Pesca e Robalos Invisíveis.





Hoje fui à pesca pela primeira vez.

Esperei pelos miúdos. Fomos comprar bom isco e uma linha nova para a cana do António.

Tínhamos um bom professor, o Cabral. Ensinou-nos a fazer os nós e pôr a chumbada, o anzol e o isco. E a fazer o lançamento evidentemente.

Fomos para a praia do sul.

Eu, nestas coisas sou uma criança de 8 anos. Sempre cheio de esperança de alcançar alguma coisa.

Horas sem nada. Perdemos uma chumbada e fizemos muitos lançamentos.

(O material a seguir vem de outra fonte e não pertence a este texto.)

PR #522, opened 2015-05-26
Siag xc

DavidVorick:
I added a command to build 'siag' for all platforms, and added a new name to 'siag'.

This change doesn't need to make master by 0.3.2.


DavidVorick:
bump

lukechampine:
oh yeah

 Estava uma tarde fabulosa.

Às tantas o António só me diz: “quando vimos à pesca nunca é para pescar pai. É para nos divertirmos.”

Conseguimos isso.

No fim, eu concluí que ainda bem que não tínhamos apanhado nada, porque poderia ser considerado ‘sorte de principiante’.

Duas canas para três, alguma comida e o Cabral calmo a olhar para o horizonte.

Bem vistas as coisas, quem poderá desejar mais alguma coisa da vida e ainda por cima comigo e com o António sempre divertidos.

Há tardes felizes.

Telefonei de noite ao Paulo Vicente, como quase sempre faço. Mandou-me à pesca e disse categoricamente que não tínhamos pescado nada simplesmente porque não viu as fotos do peixe.

Respondi-lhe que os pescadores, os caçadores, tal como os presidentes de Câmara são todos uns mentirosos.

Só não apareceram as fotos dos robalos, porque se nos acabou o rolo da máquina.

Só isso.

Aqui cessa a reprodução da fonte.